The next step was to identify how much the monthly maintenance of a public transport vehicle costed the government on average. To find this out we went to another government website, that of the Comisión Nacional de Regulación del Transporte (The National Commission for the Regulation of Transport), CNRT, responsible for regulating transportation in Argentina. On this website we found a list of bus companies which altogether owned 9000 vehicles. We developed a normalizer to allow us to reconcile bus company names and cross-reference the two datasets.
To proceed we needed the registration number of each vehicle. We found on the CNRT website a list of vehicles per bus line per company with their license plates. Vehicle registration numbers in Argentina are composed of letters and numbers that corresponds to the vehicle’s “age”. For example my car has the IDF234 and the “I” corresponds to March-April 2011. We reverse engineered the license plates for buses belonging to all listed companies to find out the average age of buses per company and thus be able to show how much money goes to each company and compare the amounts based on the average age of their vehicles.

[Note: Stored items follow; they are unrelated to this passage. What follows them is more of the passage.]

PR #564, opened 2023-08-03
integrate verify tile from milestone-1.1-demo

llamb-jump:
fd_frank_quic requires madvise syscall because of OpenSSL

### DIFF
--- a/src/app/frank/fd_frank_verify.c
+++ b/src/app/frank/fd_frank_verify.c
@@ -1,4 +1,5 @@
 #include "fd_frank.h"
+#include "../../ballet/txn/fd_txn.h"
 
 #include <stdio.h>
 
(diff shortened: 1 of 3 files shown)


src/app/frank/fd_frank_verify.c
```diff
@@ -171,15 +264,158 @@ run( fd_frank_args_t * args ) {
...
+    seq   = fd_seq_inc( seq, 1UL );
+    cr_avail--;
+
+    if( FD_UNLIKELY( !ctl_eom ) ) ctl_som = 0;
+    else {
+      ctl_som = 1;
+    }
   }
+
+  /* Clean up */
```
mmcgee-jump, line 402: This should all be removed, there is no cleanup in the current shutdown model (and these would all get BADSYS anyway).

src/app/frank/fd_frank_verify.c
```diff
@@ -171,15 +264,158 @@ run( fd_frank_args_t * args ) {
...
+    if( FD_UNLIKELY( ha_dup ) ) { /* optimize for the non dup case */
+      accum_ha_filt_cnt++;
+      accum_ha_filt_sz += payload_sz; //WW accum_ha_filt_sz += msg_framing + msg_sz;
+      now = fd_tickcount();
+      continue;
+    }
+
+    /* We appear to have a message to verify.  So verify it.
+
+       When running synthetic load, the synthetic data will not fail
```
mmcgee-jump, line 349: Is this comment true on main?

mmcgee-jump (approved):

src/app/frank/fd_frank_verify.c
llamb-jump: I'm not sure - for this PR I'm focusing on getting the wiring correct so packets flow from quic -> verify -> dedup.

In the middle of this process the content of the government released PDFs containing the data we needed mysteriously changed although the URLs and names of the files remained the same. One of the things that has changed was that some PDFs were now missing the vertical "totals", making it impossible to cross-check totals across all the entire investigated time period, 2002-2011.
We took this case to a hackathon organised by Hacks/Hackers in Boston where developer Matt Perry generously created what we call the “PDF Spy.” This application won the "Most Intriguing” category in that event. The PDF Spy points at a Web page full of PDFs and checks if the content within the PDFs has changed. “Never be fooled by ‘government transparency' again,” writes Matt Perry.
Who worked on the project?
A team of seven journalists, programmers and an interactive designer have been working on this investigation for 13 months.
The skills we needed for this project were:
Journalists with knowledge of how the subsidies for the public transportation system work and what the risks were; knowledge of the bus companies market.
A programmer skilled in Web scraping, parsing and normalising data, extracting data from PDFs into Excel spreadsheets.
A statistician for conducting the data analysis and the different calculations
A designer for producing the interactive data visualizations.
What tools did we use?
We used VBasic for applications, Excel Macros, Tableau Public and Junar Open Data Platform as well as Ruby on Rails, the Google charts API and Mysql for the Subsidies Explorer.
The project had a great impact. We’ve had tens of thousands of views and the investigation was featured on the front page of La Nación’s print edition.
The success of this first data journalism project helped us internally to make the case for establishing a data operation that would cover investigative reporting and providing service to the public. This resulted in Data.lanacion.com.ar, a platform where we publish data on various topics of public interest in machine readable format.
- Angélica Peralta, Argentina